__What is being asked__.
Show each line of the data below in which "RemoteUserGuard" occurs.

(Saved data entries)
┌────────

PR #6701, opened 2022-12-05
Ensure `remote_guard_alt_email` if changed

nebulade:
If the header value for email in proxy auth changes, also update in the database.

### DIFF
--- a/app/Support/Authentication/RemoteUserGuard.php
+++ b/app/Support/Authentication/RemoteUserGuard.php
@@ -84,7 +84,7 @@ class RemoteUserGuard implements Guard
             $emailAddress = (string) (request()->server($header) ?? null);
             $preference   = app('preferences')->getForUser($retrievedUser, 'remote_guard_alt_email');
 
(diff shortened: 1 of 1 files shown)


JC5:
Validating your code I found another issue. You could update your PR with the following, or I'll close it and submit it myself. Let me know! (you'll get the credits regardless)

```php
            if ('' !== $emailAddress && null === $preference && $emailAddress !== $userID) {
                app('preferences')->setForUser($retrievedUser, 'remote_guard_alt_email', $emailAddress);
            }
            // if the pref isn't null and the object returned isn't null, update the email address.
            if ('' !== $emailAddress && null !== $preference && $emailAddress !== $preference->data) {
                app('preferences')->setForUser($retrievedUser, 'remote_guard_alt_email', $emailAddress);
            }
```

- `$emailAddress` can't be null, that's a bug on my side.
- `$preference` is an object.

nebulade:
Thanks for looking at it, I guess it is easier if we close this here and you just put the code yourself, to avoid much back and forth. As mentioned I am no PHP developer :) I can test once the commits are pushed though.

└────────

__Solution__.
--- a/app/Support/Authentication/RemoteUserGuard.php
+++ b/app/Support/Authentication/RemoteUserGuard.php
@@ -84,7 +84,7 @@ class RemoteUserGuard implements Guard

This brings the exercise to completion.